Introduction

Overview

Teaching: 10 min
Exercises: 0 min
Questions
  • What is metagenomics

  • What do we call viral dark matter

Objectives
  • Understanding what is a metagenomic study

The emergence of Next Generation Sequencing (NGS) has facilitated the development of metagenomics. In metagenomic studies, DNA from all the organisms in a mixed sample is sequenced in a massively parallel way (or RNA in case of metatranscriptomics). The goal of these studies is usually to identify certain microbes in a sample, or to taxonomically or functionally characterize a microbial community. There are different ways to process and analyze metagenomes, such as the targeted amplification and sequencing of the 16S ribosomal RNA gene (amplicon sequencing, used for taxonomic profiling) or shotgun sequencing of the complete genomes (metagenomics, used for taxonomic and functional profiling).

After primary processing including quality control of the sequencing data (which we will not perform in this exercise), the metagenomic sequences are compared to a reference database composed of genome sequences of known organisms.
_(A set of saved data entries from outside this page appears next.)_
PR #2336, opened 2024-05-05
Fix Metal typo

dnicolson:
This removes both the "tm" and "™" symbol. Apple uses just "Metal" in the [developer documentation](https://developer.apple.com/documentation/metal).


JoeMatt:
Fixed in development with other settings changes; thanks for reporting.

PR #2350, opened 2024-10-11
Develop spm 2024

JoeMatt:
### What does this PR do

A lot


JoeMatt:
I think all the cores are working now, plus a bunch that weren't before, like mGBA (though it has no audio at the moment)

@rf2222222 only thing that broke is 3DS. Some roms crash, others just black screen. I updated moltenvk but doesn't seem to make a difference. Not sure what's going on and all the upstream hid their code now. the core may be dead now.

PR #2359, opened 2024-11-17
Game Importer System Logic Update

proskd:
### What does this PR do
updates game importer system determination logic.  

1.  if any method returns an exact match, return it.  
2. if none of them do, return the union of them (hopefully deduping)


JoeMatt:
merged on develop

PR #2365, opened 2024-12-23
Fixes delete roms and a few other various menu actions

proskd:
Any action relying on PVEmulatorCongifuration returning the correct path for a game would fail, because it was returning the wrong path.  We were computing the directory for the ROM incorrectly, so it was never being found.

### What does this PR do

Fixes the computation of the path for a give Game.  actions relying on that such as Delete and Move ROM should work properly now.  

Test Delete Rom, move rom, etc.


JoeMatt:
rejecting because I had the same change but slightly different using `Paths` enum instead of PVEmulatorConfiguration

PR #2368, opened 2024-12-31
[Core] Beetle PSX

JoeMatt:
### What does this PR do

- Adds a native core for Beetle PSX 

### Status

- Builds with vulkan and opengl but video doesn't render, audio starts to render until semaphore locks


JoeMatt:
no longer needed with new retroarch wrapper

PR #2371, opened 2024-12-31
[Core] Desmume2015 [WIP] 

JoeMatt:
### What does this PR do

Add Desmume2015 non-retroarch core for lite and regular.

Adds touch / mouse inputs to libretro.h wrapper

### Statsu

- Games load, video is running, and can move screens layout around
- Buttons work
- Touch DOES NOT work but touch events are forwarding to the libretro.h wrapper class


JoeMatt:
no longer needed with new retroarch wrapper

PR #3110, opened 2026-03-13
fix(mupen): restore rumble — remove stray register(nil) call + add Taptic Engine fallback

### LINKED ISSUE #2922: mupen rumble still not working
#695 part of this epic

we did a bunch of PVMupen code changes for rumble, but testing with goldeneye with a rumble pak on p1, iphone doesn't rumble

works in RetroArch mupen

JoeMatt:
## Summary

- **Bug 1 — stray `register(nil)` clears controller**: `PVMupenBridgeRumbleHelper` called `GCControllerHapticsManager.shared.register(controller: nil, forPlayer:)` on *every* rumble event. `register(nil)` removes the player's controller, so the immediately-following `rumble()` always found no controller. Fixed by removing the redundant call — `PVEmulatorCore` already registers controllers when assigned to player slots.

- **Bug 2 — no Taptic Engine fallback**: When no physical GCController is connected (iPhone with on-screen controls), `GCControllerHapticsManager.rumble()` returned silently. The `UIImpactFeedbackGenerator` fallback in `PVMupenBridgeRumbleHelper` was dead code behind an `#available(iOS 14)` guard that is always true. Fixed by adding the fallback inside `GCControllerHapticsManager.rumble()` directly.

## Files

| File | Change |
|------|--------|
| `PVMupenBridgeRumbleHelper.swift` | Remove `register()` call before `rumble()` |
| `GCControllerHapticsManager.swift` | Add `UIImpactFeedbackGenerator` fallback when no controller registered |

## Test plan
- [ ] N64 game with Rumble Pak (GoldenEye, Star Fox 64): controller motors fire on rumble events
- [ ] Same game with no physical controller (on-screen controls): iPhone Taptic Engine fires
- [ ] Haptic intensity at 0%: no rumble in either path

Closes #2922

### DIFF
--- a/.changelog/3110.md
+++ b/.changelog/3110.md
@@ -1,0 +1,6 @@
+### Fixed
+- **Mupen64Plus rumble** — removed stray `register(nil)` call that cleared the controller registration on every rumble event, causing haptics to silently fail.
+- **Rumble fallback** — added Taptic Engine fallback so on-screen/touchscreen players also feel rumble when no physical controller is connected.
+
+### Added
+- **Smart Pak (Memory + Rumble)** — new virtual combo pak mode (`PLUGIN_RAW`) for PVMupen that handles *both* persistent memory-pak saves and rumble feedback simultaneously. Previously users had to choose one or the other. Enable it by setting Controller Pak to "Smart Pak (Memory + Rumble)" in core settings. Saves are stored as `<romName>_controller<N>.mpk` in the battery-saves directory.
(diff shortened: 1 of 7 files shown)


JoeMatt:
@claude there's something i want to look into additional. The reason for this fix is we're trying to figure out a bug on why the PVRetroArch framework wrapped version of mupen rumble works automatically, even when that core automatically sets the memork pak as the p1 controller extension.

How do they do that? Can we fix our PVMupen core to work with a memory card virtuall in but also the rumble pak just works on rumble games?

also, how well does retroarch map rumble to proper haptics, meaning like different intenstity or patterns to more closely match the feel of the original hardware.

Can we do that too somehow?

JoeMatt:
@claude i merged this, but according to the last comments it sounds like you should make some follow up tickets? make sure everything on github related to this issue, epics, tickets, projects, tags, PR tags are all updated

Sequence similarity indicates that the microbes in the sample are genomically related to the organisms in the database. By counting the sequencing reads that are related to certain taxa, or that encode certain functions, we can get an idea of the ecology and functioning of the sampled metagenome.
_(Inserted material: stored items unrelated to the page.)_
PR #3118, opened 2026-03-13
fix(scanner): wire dynamic libretro core scanner into app init path

JoeMatt:
## Summary

- `mergeDiscoveredLibretroCores(into:)` was only called in unit tests, never from the production app boot path — so toggling the **dynamic libretro scanner feature flag** had no visible effect (legacy RetroArch core always loaded after restart)
- Make `mergeDiscoveredLibretroCores(into:)` `public` so `PVLibrary` can access it from `PVCoreLoader`
- Call it in `GameImporter.initCorePlists()` right after `CoreLoader.getCorePlists()`, before `updateCores(fromPlists:)` — the function already guards on `isFeatureEnabled` internally so it's a no-op when disabled

## Test plan

- [ ] Toggle dynamic libretro scanner feature flag ON in Settings → app restart → verify discovered dylib cores appear in core list
- [ ] Toggle feature flag OFF → app restart → verify only bundled cores appear (no regression)
- [ ] Build succeeds: `PVCoreLoader` and `PVLibrary` both compile without errors

### DIFF
--- a/PVCoreLoader/Sources/PVCoreLoader/RetroArch/PVDynamicLibretroCoreScanner.swift
+++ b/PVCoreLoader/Sources/PVCoreLoader/RetroArch/PVDynamicLibretroCoreScanner.swift
@@ -362,7 +362,7 @@ public extension CoreLoader {
     /// - Returns: Updated array that includes a synthetic "Thin Libretro" parent
     ///            containing all newly-discovered dylib cores, or the original array
     ///            unchanged if the feature flag is disabled.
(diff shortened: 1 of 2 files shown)


JoeMatt:
@claude can you look at the copilot review comment, i'm a little confused by what it means. The also we need to make sure this is in the feature flag still, i want to be able to test this but I'm assuming this is going to have bugs so don't want to replace the current core loader yet.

When the sample is composed mostly of viruses we talk of metaviromics. Viruses are the most abundant entities on earth and the majority of them are yet to be discovered. This means that the fraction of viruses that are described in the databases is a small representation of the actual viral diversity. Because of this, a high percentage of the sequencing data in metaviromic studies show no similarity with any sequence in the databases. We sometimes call this unknown, or at least uncharacterizable fraction viral dark matter. As additional viruses are discovered and described and we expand our view of the Virosphere, we will increasingly be able to understand the role of viruses in microbial ecosystems.

In this exercise we will re-analyze original metaviromic sequencing data from 2010 to re-discover the most abundant bacteriophage in the human gut, the crAssphage, which owe its name to the cross-assembly procedure that allowed its discovery. Let’s get started!

Key Points

  • Metagenomics is the culture-independent study of the collection of genomes from different microorganisms present in a complex sample.

  • We call dark matter to the sequences that don’t match to any other known sequence in the databases.